Following medical internship at Ellis Hospital in Schenectady, Oldendorf completed a residency in psychiatry through the New York State Department of Mental Health Residency Training Program. Then he enlisted for active duty in the United States Navy as a medical officer and was posted at the U.S. Naval Hospital in Newport, Rhode Island. Two years later Oldendorf left the Navy to complete a fellowship in neurology at the University of Minnesota Hospitals in Minneapolis, Minnesota; for this reason, he was subsequently certified by the American Board of Psychiatry and Neurology as a diplomate in both specialties.

Professional career[edit]

In 1956, Oldendorf joined the faculty of the new medical school at the University of California, Los Angeles and the staff of the nearby UCLA-affiliated West Los Angeles Veterans Administration Medical Center. He became an active member of the academic community, where his scientific, clinical, and teaching abilities were admired at the bedside, in seminars, at clinical conferences, in the auditorium, and in his laboratory. He engaged students and colleagues in long discussions about neurologic theory, the scientific process, or results of medical research. By 1959, Oldendorf was an attending neurologist at the Wadsworth VA-UCLA Medical Center where his ability to apply techniques from one field to another did not go unnoticed. He was universally characterized as "likable", "friendly", "amusing", "creative", "intense", and "humble".

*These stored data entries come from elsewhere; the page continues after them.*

PR #815, opened 2023-10-25
Done

Moonralex:


app/main.py
```diff
@@ -1,3 +1,79 @@
+from typing import TypeVar
+
+#  "I'm not sure if this is the best solution"
+#  " for creating accurate type annotations, "
+#  "but the others are not working for me."
+
+T = TypeVar("T", bound="Distance")
```
viktoria-rybenchuk, line 7: this is not a good idea. You can use `Distance`  for type annotation

app/main.py
```diff
@@ -1,3 +1,79 @@
...
+            return Distance(self.km + other)
+        raise TypeError("Unsupported operand types")
+
+    def __iadd__(self, other: T | int | float) -> T:
+        if isinstance(other, Distance):
+            self.km += other.km
+            return self
+        if isinstance(other, (int, float)):
+            self.km += other
+            return self
```
viktoria-rybenchuk, line 33: write it with one return

viktoria-rybenchuk (changes requested):

app/main.py
Moonralex: When I attempt to implement type annotations like this, I encounter an error when running pytest, as indicated in the screenshot.

Dimosphen1: Place `from __future__ import annotations` on the first line, it should resolve the issue. In case not, make sure that you have Python 3.11 installed and bound to the IDE to utilize the latest functionality. You should use the plain `Distance` in the type annotation. If all steps described above are not successful, visit one of the Q&A sessions to resolve the issue.

Dimosphen1 (changes requested):

Polyakiv-Andrey (approved):
Good job!

PR #816, opened 2023-10-25
'Solution'

aleksandra-prognimak:


app/main.py
```diff
@@ -1,3 +1,45 @@
...
+    def __gt__(self, other: Distance | int | float) -> bool:
+        return self.km > self.get_km(other)
+
+    def __eq__(self, other: Distance | int | float) -> bool:
+        return self.km == self.get_km(other)
+
+    def __le__(self, other: Distance | int | float) -> bool:
+        return self.km <= self.get_km(other)
+
+    def __ge__(self, other: Distance | int | float) -> bool:
```
LiudmylaKulinchenko, line 44: You can rewrite these two methods using previously created magic methods
(<= is the same as `not >`)

LiudmylaKulinchenko (approved):
Well done 🐣

app/main.py
```diff
@@ -1,3 +1,45 @@
...
+        return self.km > self.get_km(other)
+
+    def __eq__(self, other: Distance | int | float) -> bool:
+        return self.km == self.get_km(other)
+
+    def __le__(self, other: Distance | int | float) -> bool:
+        return not self.__gt__(other)
+
+    def __ge__(self, other: Distance | int | float) -> bool:
+        return not self.__lt__(other)
```
LiudmylaKulinchenko, line 45: U can just use operands here instead of calling method directry

LiudmylaKulinchenko (changes requested):

PR #818, opened 2023-10-26
Solution

eLQeR:


app/main.py
```diff
@@ -1,3 +1,55 @@
...
+    def __init__(self, km: int) -> None:
+        self.km = km
+
+    def __repr__(self) -> str:
+        return f"Distance(km={self.km})"
+
+    def __str__(self) -> str:
+        return f"Distance: {self.km} kilometers."
+
+    def __add__(self, other: Distance) -> Distance:
```
YukihiroSM, line 14: other can be int or float as well

app/main.py
```diff
@@ -1,3 +1,55 @@
...
+            self.km = self.km + other.km
+            return self
+        self.km = self.km + other
+        return self
+
+    def __mul__(self, other: Distance) -> Distance:
+        return Distance(self.km * other)
+
+    def __truediv__(self, other: Distance) -> Distance:
+        return Distance(round(self.km / other, 2))
```
YukihiroSM, line 30: other can be only int or float, not Distance

app/main.py
YukihiroSM: Fix typehinting everywhere

YukihiroSM (changes requested):

app/main.py
YukihiroSM: this comment is related to these 2 cases only

NikOneZ1 (approved):
Good job!

PR #820, opened 2023-10-26
'solution'

boris-devs:


app/main.py
```diff
@@ -1,3 +1,48 @@
...
+    def __init__(self, km: int | float) -> None:
+        self.km = km
+
+    def __str__(self) -> str:
+        return f"Distance: {self.km} kilometers."
+
+    def __repr__(self) -> str:
+        return f"Distance(km={self.km})"
+
+    def __lt__(self, other: int) -> bool:
```
EdAlekseiev, line 15: `other`  can be float and Distance too. Please, rewrite your functions.

EdAlekseiev (changes requested):

app/main.py
```diff
@@ -1,3 +1,48 @@
...
+        self.km = km
+
+    def __str__(self) -> str:
+        return f"Distance: {self.km} kilometers."
+
+    def __repr__(self) -> str:
+        return f"Distance(km={self.km})"
+
+    def __lt__(self, other: int | float | Distance) -> bool:
+        return True if self.km < other else False
```
ArsenPidhoretskyi, line 16: In this case you can do
```suggestion
        return self.km < other
```
Fix in all places

app/main.py
```diff
@@ -1,3 +1,48 @@
...
+    def __add__(self, other: int | float | Distance) -> Distance:
+        if isinstance(other, (int, float)):
+            return Distance(self.km + other)
+        else:
+            return Distance(self.km + other.km)
+
+    def __iadd__(self, other: int | float | Distance) -> Distance:
+        if isinstance(other, (int, float)):
+            self.km += other
+            return self
```
ArsenPidhoretskyi, line 39: Move return after if-else statement

ArsenPidhoretskyi (changes requested):

app/main.py
```diff
@@ -1,3 +1,47 @@
...
+            self.km += other
+        else:
+            self.km += other.km
+        return self
+
+    def __truediv__(self, other: int | float | Distance) -> Distance:
+        return Distance(round(self.km / other, 2))
+
+    def __mul__(self, other: int | float | Distance) -> Distance:
+        return Distance(self.km * other)
```
NikOneZ1, line 47: You need to check if the other is a distance, or an int, or a float. If it's an instance of distance, then you'll have to operate with other, not just other. Do it in other function too.
```suggestion
    def __mul__(self, other: int | float | Distance) -> Distance:
        if isinstance(other, Distance):
            return Distance(self.km * other.km)
        return Distance(self.km * other)
```

NikOneZ1 (changes requested):

app/main.py
```diff
@@ -1,3 +1,47 @@
...
+                else Distance(self.km + other))
+
+    def __iadd__(self, other: int | float | Distance) -> Distance:
+        self.km += other.km if self.is_obj(other) else other
+        return self
+
+    def __truediv__(self, other: int | float | Distance) -> Distance:
+        return Distance(round(self.km / other, 2))
+
+    def __mul__(self, other: int | float | Distance) -> Distance:
```
EdAlekseiev, line 46: `other` can't be Distance in this function

EdAlekseiev, line 46:
```suggestion
    def __mul__(self, other: int | float) -> Distance:
```

EdAlekseiev (changes requested):

NikOneZ1 (approved):
Good job!

PR #821, opened 2023-10-26
Solution

yanamushka:


app/main.py
```diff
@@ -1,3 +1,63 @@
...
+    def __add__(self, other: Union[Distance, int]) -> Distance:
+        if isinstance(other, Distance):
+            return Distance(self.km + other.km)
+        else:
+            return Distance(self.km + other)
+
+    def __iadd__(self, other: Union[Distance, int]) -> Distance:
+        if isinstance(other, Distance):
+            self.km += other.km
+            return self
```
ArsenPidhoretskyi, line 24: Move return self after if-else statement

app/main.py
```diff
@@ -1,3 +1,63 @@
...
+    def __init__(self, km: float) -> None:
+        self.km = km
+
+    def __str__(self) -> str:
+        return f"Distance: {self.km} kilometers."
+
+    def __repr__(self) -> str:
+        return f"Distance(km={self.km})"
+
+    def __add__(self, other: Union[Distance, int]) -> Distance:
```
ArsenPidhoretskyi, line 15: float also possible in all places

app/main.py
```diff
@@ -1,3 +1,63 @@
...
+
+    def __iadd__(self, other: Union[Distance, int]) -> Distance:
+        if isinstance(other, Distance):
+            self.km += other.km
+            return self
+        else:
+            self.km += other
+            return self
+
+    def __mul__(self, other: Union[Distance, int]) -> Distance:
```
ArsenPidhoretskyi, line 29:
```suggestion
    def __mul__(self, other: Union[float, int]) -> Distance:
```
Distance is not possible in __mul__ and __truediv__

ArsenPidhoretskyi (changes requested):

app/main.py
```diff
@@ -1,3 +1,62 @@
...
+    def __str__(self) -> str:
+        return f"Distance: {self.km} kilometers."
+
+    def __repr__(self) -> str:
+        return f"Distance(km={self.km})"
+
+    def __add__(self, other: Union[Distance, int, float]) -> Distance:
+        if isinstance(other, Distance):
+            return Distance(self.km + other.km)
+        else:
```
vasylhnatiuk, line 18:
```suggestion
        return Distance(self.km + other)
```

vasylhnatiuk: you can avoid useless else, please do it

vasylhnatiuk (changes requested):

vsmutok (approved):
Great  👍

PR #822, opened 2023-10-27
Solution

Marinel444:


app/main.py
```diff
@@ -1,3 +1,64 @@
...
+            return Distance(self.km + other)
+
+    def __iadd__(self, other: Distance | int | float) -> Distance:
+        if isinstance(other, Distance):
+            self.km += other.km
+            return self
+        elif isinstance(other, (int, float)):
+            self.km += other
+            return self
+
```
viktoria-rybenchuk, line 27: Prefer using a single return statement for clarity

app/main.py
```diff
@@ -1,3 +1,64 @@
...
+            return self.km == other.km
+        elif isinstance(other, (int, float)):
+            return self.km == other
+
+    def __le__(self, other: Distance | int | float) -> bool:
+        if isinstance(other, Distance):
+            return self.km <= other.km
+        elif isinstance(other, (int, float)):
+            return self.km <= other
+
```
viktoria-rybenchuk, line 59: To simplify the code for the  method, you can use the concise approach by making use of the `not self > other` expression.  The same you can make in `__ge__` method

viktoria-rybenchuk (changes requested):

app/main.py
```diff
@@ -1,3 +1,63 @@
...
+    def __truediv__(self, other: int | float) -> Distance:
+        if isinstance(other, (int, float)):
+            return Distance(round(self.km / other, 2))
+
+    def __lt__(self, other: Distance | int | float) -> bool:
+        if isinstance(other, Distance):
+            return self.km < other.km
+        elif isinstance(other, (int, float)):
+            return self.km < other
+
```
vsmutok, line 40:
```suggestion
    def __lt__(self, other: Distance | int | float) -> bool:
        if isinstance(other, Distance):
            return self.km < other.km
        elif isinstance(other, (int, float)):
            return self.km < other
        else:
            raise TypeError("some message")

```

vsmutok: fix everywhere

vsmutok (changes requested):

vsmutok (approved):
Great  👍

PR #827, opened 2023-11-01
Solution

leoleiden:


app/main.py
```diff
@@ -1,3 +1,63 @@
...
+        elif isinstance(other, (int, float)):
+            return Distance(self.km + other)
+
+    def __iadd__(self, other: int | float | Distance) -> Distance:
+        if isinstance(other, Distance):
+            self.km += other.km
+        elif isinstance(other, (int, float)):
+            self.km += other
+        else:
+            raise TypeError("Unsupported operand type")
```
pavlejviki, line 26: why in some methods you raise TypeError if the operand is not of an expected type but in the others not? like def __add__ or def __truediv__? try to be consistent, but you can avoid raising this error

app/main.py
```diff
@@ -1,3 +1,63 @@
...
+        return self
+
+    def __mul__(self, scalar: int | float) -> Distance:
+        if isinstance(scalar, (int, float)):
+            return Distance(self.km * scalar)
+        else:
```
pavlejviki, line 32: redundant else

pavlejviki (changes requested):

app/main.py
leoleiden: Fixed!

Polyakiv-Andrey (approved):
Good job!

PR #828, opened 2023-11-01
Solution

Evheniia96:


app/main.py
```diff
@@ -1,3 +1,62 @@
...
+            self.km += other
+        return self
+
+    def __mul__(self, other: int | float | Distance) -> Distance:
+        if isinstance(other, (int, float)):
+            return Distance(self.km * other)
+
+    def __truediv__(self, other: int | float | Distance) -> Distance:
+        if isinstance(other, (int, float)):
+            return Distance(round(self.km / other, 2))
```
YukihiroSM, line 32: Other can't be Distance. Fix typehinting

YukihiroSM (changes requested):

PR #829, opened 2023-11-01
Task done

aleksandr-paslawski:


app/main.py
```diff
@@ -1,3 +1,56 @@
+from __future__ import annotations
+
+
 class Distance:
-    # Write your code here
-    pass
+
+    def __init__(self, km: int) -> None:
```
ArsenPidhoretskyi, line 6: float also possible

app/main.py
```diff
@@ -1,3 +1,56 @@
...
+        if isinstance(second, Distance):
+            return Distance(km=self.km + second.km)
+        return Distance(km=self.km + second)
+
+    def __iadd__(self, second: Distance | int | float) -> Distance:
+        if isinstance(second, Distance):
+            self.km = self.km + second.km
+            return self
+        self.km = self.km + second
+        return self
```
Yurnerroo, line 25: make 1 return

Yurnerroo (changes requested):

PR #830, opened 2023-11-02
'Solution'

Chacer-Rider:


app/main.py
```diff
@@ -1,3 +1,37 @@
...
+        else:
+            self.km += other
+        return self
+
+    def __mul__(self, other: float) -> object:
+        return Distance(self.km * other)
+
+    def __truediv__(self, other: float) -> object:
+        return Distance(round(self.km / other, 2))
+
```
pavlejviki, line 23: in __mul__ and __truediv__ methods other can be int or float, in the rest of the methods int, float or an  instance of the Distance class. 

Add logic to handle cases when other is an  instance of the Distance class and fix type hints.

pavlejviki (changes requested):

app/main.py
Chacer-Rider: I avoided unnecessary logic, as I was advised last time, there were 110 questions in the test, which my solution passed successfully, how can I understand where the logic is excessive and where it is insufficient?

app/main.py
```diff
@@ -1,3 +1,43 @@
...
+    def __init__(self, km: float) -> None:
+        self.km = km
+
+    def __str__(self) -> str:
+        return f"Distance: {self.km} kilometers."
+
+    def __repr__(self) -> str:
+        return f"Distance(km={self.km})"
+
+    def __add__(self, other: Union[int, float, "Distance"]) -> object:
```
Dimosphen1, line 14: Change your type annotation to use the latest syntaxis. Besides that, be more specific in the return type annotation, in Python everything is an object:
```suggestion
    def __add__(self, other: int | float | Distance) -> Distance:
```
Apply this change to all places where applicable. In case you face incompatibility errors, use `from __future__ import annotation`.

Dimosphen1 (changes requested):

PR #833, opened 2023-11-02
Solution

KwintDimon:


app/main.py
```diff
@@ -1,3 +1,78 @@
...
+    def __init__(self, km: float) -> None:
+        self.km = km
+
+    def __str__(self) -> str:
+        return f"Distance: {self.km} kilometers."
+
+    def __repr__(self) -> str:
+        return f"Distance(km={self.km})"
+
+    def __add__(self, other: "Distance") -> "Distance":
```
viktoria-rybenchuk, line 11: write correct type annotation for `other` it could be `int` and `float` as well

app/main.py
```diff
@@ -1,3 +1,78 @@
...
+            raise TypeError("Unsupported operand type")
+
+    def __iadd__(self, other: "Distance") -> "Distance":
+        if isinstance(other, Distance):
+            self.km += other.km
+        elif isinstance(other, (int, float)):
+            self.km += other
+        else:
+            raise TypeError("Unsupported operand type")
+        return self  # Вернем тот же экземпляр
```
viktoria-rybenchuk, line 26: remove redundant comment

app/main.py
viktoria-rybenchuk, line 11:
```suggestion
    def __add__(self, other: Distance) -> Distance:
```

viktoria-rybenchuk (changes requested):
correct type annotation in all places

app/main.py
```diff
@@ -1,3 +1,81 @@
...
+    def __iadd__(self, other: Distance | int) -> Distance:
+        if isinstance(other, Distance):
+            self.km += other.km
+        elif isinstance(other, (int, float)):
+            self.km += other
+        else:
+            raise TypeError("Unsupported operand type")
+        return self
+
+    def __mul__(self, other: Distance | int) -> Distance:
```
pavlejviki, line 31:
```suggestion
    def __mul__(self, other:float | int) -> Distance:
```

app/main.py
```diff
@@ -1,3 +1,81 @@
...
+        if isinstance(other, (int, float)):
+            return Distance(self.km * other)
+        else:
+            raise TypeError("Unsupported operand type")
+
+    def __truediv__(self, other: Distance | int) -> Distance:
```
pavlejviki, line 37:
```suggestion
    def __truediv__(self, other: float | int) -> Distance:
```

app/main.py
```diff
@@ -1,3 +1,81 @@
...
+
+    def __lt__(self, other: Distance | int) -> bool:
+        if isinstance(other, Distance):
+            return self.km < other.km
+        elif isinstance(other, (int, float)):
+            return self.km < other
+        else:
+            raise TypeError("Unsupported operand type")
+
+    def __gt__(self, other: Distance | int) -> bool:
```
pavlejviki, line 51: other can be float as well. fix in all places

app/main.py
```diff
@@ -1,3 +1,81 @@
...
+        elif isinstance(other, (int, float)):
+            return self.km == other
+        else:
+            raise TypeError("Unsupported operand type")
+
+    def __le__(self, other: Distance | int) -> bool:
+        if isinstance(other, Distance):
+            return self.km <= other.km
+        elif isinstance(other, (int, float)):
+            return self.km <= other
```
pavlejviki, line 71: Use previously created magic methods
Hint: <= is the same as not >

app/main.py
```diff
@@ -1,3 +1,81 @@
...
+        else:
+            raise TypeError("Unsupported operand type")
+
+    def __ge__(self, other: Distance | int) -> bool:
+        if isinstance(other, Distance):
```
pavlejviki, line 76: Use previously created magic methods

pavlejviki (changes requested):

app/main.py
```diff
@@ -1,3 +1,56 @@
...
+            return Distance(self.km + other.km)
+        return Distance(self.km + other)
+
+    def __iadd__(self, other: Distance | int | float) -> Distance:
+        if isinstance(other, Distance):
+            self.km += other.km
+            return self
+        self.km += other
+        return self
```
viktoria-rybenchuk, line 24: use a single return statement

app/main.py
viktoria-rybenchuk: not fixed

viktoria-rybenchuk (changes requested):

app/main.py
KwintDimon: why not ?I not understand not fixed 73-76
            return self.km >= other.km
        return self.km >= other

app/main.py
Dimosphen1: You could use the implementation of other magic methods to create new ones, e.g. `self` is greater or equal to `other` when `self` is not less than `other`.

Dimosphen1 (approved):
LGTM, one comment is left for consideration.

PR #73, opened 2024-02-01
Add an env file with mocked env vars added for Docker production builds

justcallmelarry:
I noticed that when I was building the spliit docker image on my server, the `NEXT_PUBLIC_ENABLE_EXPENSE_DOCUMENTS` env var was not respected by my production image.

After some debugging I found that the env var is scrambled at *build time* by next, and as such must be present when building the image.

I instead added a new file (`scripts/build.env`) which is used as the normal `.env` file during docker builds.

Any new env vars would need to be added to the file for upcoming changes as well, with mocked values.


justcallmelarry:
@scastiel i know you don't really use the `Dockerfile`, but wondering if there is anything I missed? or if the PR should be discarded (I can just keep it for myself in the fork for my own workflow)

justcallmelarry:
These changes are more or less included in https://github.com/spliit-app/spliit/pull/91 so it can just be closed when and if that one is merged

justcallmelarry:
Closing due to above mention PR being merged 👆

justcallmelarry:
Closing due to above mention PR being merged 👆

PR #77, opened 2024-02-03
Update start_url to /groups page

RayBB:
This way when you install the PWA it will open to the groups page each time you open it instead of the home page.

Thanks for all the hard work on this project!


scastiel:
Makes sense 👍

Oldendorf's interest neuroimaging was precipitated by a dislike for invasive procedures (like pneumoencephalography and direct carotid puncture) that he performed as a clinical neurologist. Oldendorf found that these traumatic, tedious tests provided only limited and indirect information about the brain. At UCLA, he started his seminal investigations into the two major lines of research that would define his career: X-ray shadow radiography and cerebral angiography. The first line was influential in the evolving concept of neuroimaging; the second yielded fundamental knowledge of brain metabolism and mechanisms of the blood–brain barrier.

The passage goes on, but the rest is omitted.